In Islam, my understanding (perhaps colleagues in Islamic studies can clarify this further) is that various opinions and practices exist, with some countries relying on the traditional hilal sightings of the new crescent moon (for example, to establish the beginning of Ramadan) with the naked eye, some Muslims relying upon the visual sighting of the lunar crescent in either Saudi Arabia or their own country, and others using astronomical calculations.

(There is much that unites Judaism and Islam.)

A blessed Eid to all who celebrate it!


Feb 10 2014

Now available online! ‘Ancient Jewish Sciences and the History of Knowledge in Second Temple Literature’

For your reading and research enjoyment courtesy of the NYU Library’s Ancient World Digital Library, in partnership with the Institute for the Study of the Ancient World (ISAW):

Ancient Jewish Sciences and the History of Knowledge in Second Temple LiteratureEdited by Jonathan Ben-Dov and Seth L. Sanders.

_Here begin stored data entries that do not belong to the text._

Issue #1098, opened 2015-10-08
1.28.2 zmfilter.pl syntax error


mdetweiler:
root@ubuntu-video:~/bin# /usr/bin/zmfilter.pl 
Bareword found where operator expected at /usr/bin/zmfilter.pl line 828, near "Error"
	(Missing semicolon on previous line?)
syntax error at /usr/bin/zmfilter.pl line 828, near "Error"
Execution of /usr/bin/zmfilter.pl aborted due to compilation errors.
root@ubuntu-video:~/bin# vi /usr/bin/zmfilter.pl

root@ubuntu-video:~/bin# /usr/bin/zmfilter.pl 
Name "Net::SFTP::Foreign::debug" used only once: possible typo at /usr/bin/zmfilter.pl line 818.

knnniggett:
I was hoping @connortechnology would respond to this.
Zoneminder 1.28.2 only exists in his Ubuntu ppa. I don't have a copy of that to see what you've got. 
The copy of zmfilter.pl in master is clearly different than the one you are using:
https://github.com/ZoneMinder/ZoneMinder/blob/master/scripts/zmfilter.pl.in

You can ignore the message about Net::SFTP::Foreign::debug. It is just a warning and can be ignored. I don't think the author of Net::SFTP::Foreign wrote a debug module, so we simply need to disable the check for debug when using sftp as opposed to plain ftp. We are aware of it and it will get fixed eventually.

connortechnology:
I think the issue is a missing ; after the eval above that line.  When doing block evals I think you need a semi-colon after the end of the block;

So on line 827 change it to 

}; # end eval

mdetweiler:
Yes...  I had fixed it that way when I saw this issue on my system.

knnniggett:
Can someone with 1.28.2 compare their copy of zmfilter.pl to the copy in master and verify whether or not this problem hasn't already been fixed? 

Line 907 looks suspect:
https://github.com/ZoneMinder/ZoneMinder/blob/master/scripts/zmfilter.pl.in#L907

connortechnology:
The issue does not exist in master.  It exists only in 1.28.2.  Although I am going to look at merging the code into master.  The Net::SFTP stuff uses die and croak, so it can kill zmfilter.pl.  So we need to put it into an eval to prevent the failure of one filter from killing all filters.

knnniggett:
@mdetweiler If you are still around, can you test #1323 ?
[...]

PR #1323, opened 2016-03-04
fix missing Net::SFTP::Foreign::debug warning

knnniggett:
With this commit, Perl no longer complains about a missing debug module, which does not exist in Perl, but I don't currently have an environment set up to test SFTP transfers.

This modification follows the Perl documentation for this module and passes "-v" to the "more" key when Debug is turned on.


connortechnology:
I'd be fine to merge this.  Would be nice for someone to test it but I doubt that anyone will test it until we merge it.

knnniggett:
@connortechnology pssst.... merge me, merge me

knnniggett:
Oh right, I guess I should have stated this fixes #1098 . @mdetweiler posted in that issue he tested this pr with good results.

PR #1326, opened 2016-03-09
disable save button when nothing slected. fixes #1322

### LINKED ISSUE #1322: Add input checking / validation when creating a group of monitors.
Currently, it allows you to attempt to create a group, then press SAVE, but if you do not have any monitors selected it gives an SQL error. I think there should be some kind of validation that alerts the user that no monitors are selected, deactivates the SAVE button, or allow it to create an empty names group to add monitors to later.

`SQL-ERR 'SQLSTATE[23000]: Integrity constraint violation: 1048 Column 'MonitorIds' cannot be null', statement was 'INSERT INTO Groups SET Name=?, MonitorIds=?'`

knnniggett:
Fixes #1322 on my machine. Please test.

### DIFF
--- a/web/skins/classic/views/group.php
+++ b/web/skins/classic/views/group.php
@@ -67,7 +67,7 @@ xhtmlHeaders( __FILE__, translate('Group')." - ".$newGroup['Name'] );
         if ( visibleMonitor( $monitor['Id'] ) )
         {
 ?>
-                  <option value="<?php echo $monitor['Id'] ?>"<?php if ( array_key_exists( $monitor['Id'], $monitorIds ) ) { ?> selected="selected"<?php } ?>><?php echo validHtmlStr($monitor['Name']) ?></option>
+                  <option value="<?php echo $monitor['Id'] ?>"<?php if ( array_key_exists( $monitor['Id'], $monitorIds ) ) { ?> selected="selected"<?php } ?> onclick="configureButtons( this );"><?php echo validHtmlStr($monitor['Name']) ?></option>
 <?php
         }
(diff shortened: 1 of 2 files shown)


connortechnology:
Um.. what is element.selected?  This is not standard DOM as far as I know.  Is it a jquery thing?

Seems to me it should be element.selectedIndex and we should be able to test for >= 0 (-1 means no selection).

knnniggett:
I'm just winging this php stuff.

I noticed that the selected property was being set for each monitor here:
https://github.com/ZoneMinder/ZoneMinder/blob/master/web/skins/classic/views/group.php#L70

I'm not entirely sure that "if" condition even needs to be in there.

connortechnology:
Oh... the option element has a selected property... but not the select element.
if ( element.selectedIndex >= 0 ) {

can you try that and see if it works?

knnniggett:
sure. give me a sec.

knnniggett:
Ah no, that does not work. The button never enables when I use `if ( element.selectedIndex >= 0 )` or even `if ( element.selectedIndex )`

What does work, is removing that `if` condition altogether.

knnniggett:
The behaviour we are looking for seems to be similar to this:
https://github.com/ZoneMinder/ZoneMinder/blob/master/web/skins/classic/views/js/monitorpreset.js#L10

Since that is not checking element.selectedIndex , I'll just go ahead and remove the the `if` condition.

connortechnology:
Yeah, after reading modern DOM docs... select.value should work just fine.

PR #1328, opened 2016-03-10
use make "-f" parameter instead of "--makefile"

knnniggett:
The version of `make` on FreeBSD 10.2 does not support the `--makefile` parameter. Fortunately, both Linux and FreeBSD support the `-f` parameter instead.

Symptoms include a build failure citing a missing "pure_install" target.


knnniggett:
woo hoo!

PR #1333, opened 2016-03-11
Quick fix perl path

kylejohnson:
This addresses an issue noted in #1288


knnniggett:
This looks good for a short term fix.

This touches are a larger issue, which I have had in the back of my mind but failed to write down.

Distros that place executables into odd folders (odd by major Linux distro standards) aren't compatible with the default Perl paths hard coded here. Solaris is one example. 

Unless I can think of something better, I plan to create a make macro, which would have a default value of `/bin:/usr/bin:/usr/local/bin`. Most would not need to change this, but this does provide a way for the few affected to be able to change this at build time when they have to. I'm not sure there is a good way to auto-detect the right values so it would have to be changed manually.

There. I finally wrote it down.

PR #1334, opened 2016-03-12
Create CMS.php

amshaikh:
This utility will let the user view multiple monitors synchronously for a selected date. It helps tracing and reviewing any incident on a location.

### DIFF
--- a/web/CMS.php
+++ b/web/CMS.php
@@ -1,0 +1,498 @@
+<?php
+if (shell_exec('which gawk')=="")
+{
+?>
+<html>
+  <head>
+    <meta charset="utf-8">
+    <title>zmCMS</title>
+  </head>
+  <body>
+    <h2> This utility requires 'gawk' to be installed on the server. </h2>
+  </body>
+</html>
+<?php	
+	die();
+}
+
+require_once( 'includes/config.php' );
+
+$qq = dbQuery("select * from Monitors");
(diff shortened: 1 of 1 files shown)


knnniggett:
Thank you for taking the time to create this pull request, but it does not currently meet our standards on a number of issues.

Rather than get into the details of what should change in the code just yet, first please provide us a better description of what this looks like. Screenshots would be most helpful here.

I'm particularly interested in knowing/seeing what this does that the following new feature doesn’t already do: https://github.com/ZoneMinder/ZoneMinder/pull/961

pliablepixels:
Gave it a try - nice job. A few notes:

a) There is a larger effort going on here https://github.com/ZoneMinder/ZoneMinder/pull/961 that does what you have done and some more - take a look and see if you want to contribute there

b) Its a better idea to put CMS inside the skins directory so its routed via index.php and security is applied

connortechnology:
I think we should insist on valid html5.

Also I'd like to see a lot of the table structure generated by 1 or 2 lines of code. 

Next parsing directory structure to get the images etc is bad. Once my storage areas code gets integrated there will be object methods to do a lot of the work.  So I see this code changing considerably.

knnniggett:
I'm closing this out since @amshaikh has not responded to our questions.
If that changes then we can reopen this.

Issue #1335, opened 2016-03-12
api security additions for StatesController


pliablepixels:
I will submit a PR that extends the existing api security to States controller so system permissions are honored. As of today, states controller does not implement security. Also, there is a typo in the monitor controller that I will fix.

PR #1336, opened 2016-03-12
api security enhancements issue #1335

pliablepixels:
address issue #1335

### DIFF
--- a/web/api/app/Controller/MonitorsController.php
+++ b/web/api/app/Controller/MonitorsController.php
@@ -97,7 +97,7 @@ public function beforeFilter() {
 
 			if ($this->Session->Read('systemPermission') != 'Edit')
 			{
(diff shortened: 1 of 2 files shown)


connortechnology:
Looks good to me

knnniggett:
Well, if this looks good to @connortechnology from a sunny beach in Florida, then it looks good to me too!

In other areas of ZoneMinder when we check permission, we simply set the view to "error" and then return. This code calls UnauthorizedException and then returns. Questions come to mind as to why we appear to be doing something different here. Is it because of cakephp? Should we update the rest of our php to use UnauthorizedException?  Anyway, I just want to know for the sake of knowing. Feel free to explain it offline if you feel that is more appropriate.

connortechnology:
It's a cakephp thing.

PR #1337, opened 2016-03-13
Couple quick console / login updates

kylejohnson:
The console view gets more eyeballs on it than any of the others, so I wanted to give it a little bit of quick love.


kylejohnson:
2016-03-12-184410_1333x626_scrot
2016-03-12-184356_1333x626_scrot

connortechnology:
That's way too many digits of precision in the load.

kylejohnson:
Come on, don't you like precision?  
It's got to be a freebsd-related issue.  I didn't modify the load function.

kylejohnson:
2016-03-15-124604_1902x1043_scrot

kylejohnson:
OK, going with this for the options view:
2016-03-15-132322_1902x1043_scrot

If I kept the tabs on top, and the screen isn't significantly wide, they'd collapse into two rows, breaking the 'tab' effect.

knnniggett:
The layout shown in the screenshots looks aweseom.
I love the sidebar. How hard would it be to be able to collapse or minimize the bar?

While I am absolutely all for giving ZoneMinder a facelift, the timing of this concerns me.

This pr makes a significant change to front end with no option of falling back to the old without rolling back to a previous version of ZoneMinder. While I don't necessarily disagree with this approach, I think it does justify a lengthy draft release period to allow others to test it. We would need to test these changes against all three css skins. 

In any case, at our next meeting, lets discuss revising our release strategy for next release. If we do agree to pushing the release date back to incorporate this change, I think it also makes sense to merge @SteveGilvarry 's changes to remove the widgets we said we were going to remove.

connortechnology:
Yeah I really like this.  

I agree we need to get our release out, and then we can merge this immediately.

connortechnology:
I don't know about the load/etc at the bottom instead of top.  When you have a lot of cameras it gets lost, and I kinda think that it is important information.

On the options, I'm not wild about the centered align.   It's ok in the left column, but for the available values I feel that they should be left-aligned.

connortechnology:
um... sorry they are left-aligned in your screen shots... but not in my resulting build.  Might not be your fault.

connortechnology:
for some reason I don't seem to be able the change the skin css anymore. It doesn't save. Also the # of Monitors on the nav bar has different style.  Since I can't change to classic css I can't test there.

connortechnology:
line 103 of options.php needs an if(window.opener){ around the window.opener.location.reload();}.  Since we are not in a popup anymore, the window.opener is null.

kylejohnson:
Good catches @connortechnology.  I've got some more styling changes for Options to push up, and then I say we merge.

kylejohnson:
2016-04-23-225000_1141x626_scrot

kylejohnson:
Currently working on unbreaking the monitor view.  Having issues with changing tabs and the validateForm function being called on each tab click.

knnniggett:
hmmm... not sure we should leave this one open. What do we want to do with this?

connortechnology:
This is a work in progress. I merged it into storage areas but it took a lot of work to make it useable.

kylejohnson:
Closing this out in favor of #1665

PR #1403, opened 2016-04-06
Fix grant

connortechnology:
I'm still doing some testing/further updates.

This PR adds code to the debian, ubuntu1204 and ubuntu1504 package dirs to do the following:
if the db is local, then check for the zm database and create it if it exists.  Also create the user with the required schema privileges.  Otherwise grant the required privileges to the user without specifying password (otherwise it will create a new user). 
Then run zmupdate.pl

I know debian has decided to go a different way with this stuff, but I don't think we have to do what debian says. I think this will make installs/updates much easier for the average user.

Thoughts?

### DIFF
--- a/distros/debian/postinst
+++ b/distros/debian/postinst
@@ -29,9 +29,9 @@ if [ "$1" = "configure" ]; then
                 if ! $(echo quit | mysql --defaults-file=/etc/mysql/debian.cnf zm > /dev/null 2> /dev/null) ; then
                     cat /usr/share/zoneminder/db/zm_create.sql | mysql --defaults-file=/etc/mysql/debian.cnf
                     # This creates the user.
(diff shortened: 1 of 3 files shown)


SteveGilvarry:
I think the question is what can we change upstream that Debian can use to
make the install easier for a user. I would actually like to ask Maintainer
for input?
If some of this stuff goes into an install process on first run rather than
the package, what is the scope of the install wizard?

connortechnology:
well @onlyjob is the maintainer.  He chose to remove most of this kind of stuff from the debian package.

onlyjob:
Some apps don't use upgrade scripts. For example _Zabbix_ just upgrade database schema silently while _CiviCRM_ advises to use dedicated web page to initiate schema upgrade manually once outdated schema is detected. Personally I'm OK with `zmupdate.pl`. IMHO there might be marginal benefit from incorporating `zmupdate.pl` into daemon or to PHP interface but is it really worth the effort?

What is there to say but thank you?

N.B. One of my favourite introductory lines may be found in the above volume, in “Networks of Scholars: The Transmission of Astronomical and Astrological Learning between Babylonians, Greeks and Jews”, by Mladen Popović:

“What do we know about what ancient Jewish scholars knew about what Babylonian scholars knew?”


Jan 16 2014

4000 year old calendrical tablet unearthed

Currently being displayed at the Bible Lands Museum in Jerusalem, this 4000 year old silt cuneiform tablet, inscribed in Akkadian, contains a schedule listing activities taking place during a week in the month of Shevat, highlighting its Babylonian antecedents. Are any readers of this blog planning to visit the exhibit? If so, I’d enjoy reading your comments.


Jan 03 2014

Recent publication: ‘New Heavens and a New Earth: The Jewish Reception of Copernican Thought’

newheavens

Published in 2013, New Heavens and a New Earth: The Jewish Reception of Copernican Thought, by Jeremy Brown (Oxford University Press) is described as the “first comprehensive examination of the Jewish reception of Copernican thought,” spanning four centuries of Jewish commentary on the Copernican model. In his research, Brown also demonstrates the ways in which religions tend to evolve to make room for new scientific findings, however threatening they may have initially appeared to be.

Here is the table of contents:

Introduction
Chapter 1 – Nicolas Copernicus and His Revolution
Chapter 2 – The Talmudic View of the Universe
Chapter 3 – David Gans and the First Mention of Copernicus in Hebrew Literature
Chapter 4 – The First Jewish Copernican: Rabbi Joseph Solomon Delmedigo
Chapter 5 – ”Copernicus Is the Son of Satan.” The First Jewish Rejections of Copernicus
Chapter 6 – David Nieto and Copernicanism in London
Chapter 7 – The Jewish Encyclopedias
Chapter 8 – The Eighteenth Century. Jews and Copernicus in the Newtonian Era
Chapter 9 – ”I Have Written a Book For the Young People.” David Friesenhausen’s Mosdot Tevel
Chapter 10 – The Nineteenth Century: Copernicus Without Hesitation
Chapter 11 – ”Let Copernicus and a Thousand Like Him Be Removed From the World.” Reuven Landau’s Rejection
Chapter 12 – The Modern Period
Chapter 13 – Relativity and Contemporary Jewish Geocentrists
Chapter 14 – Conclusions
Appendix
Bibliography

If any of my readers happen to pick this up, I’d welcome your comments here. Happy new year to all!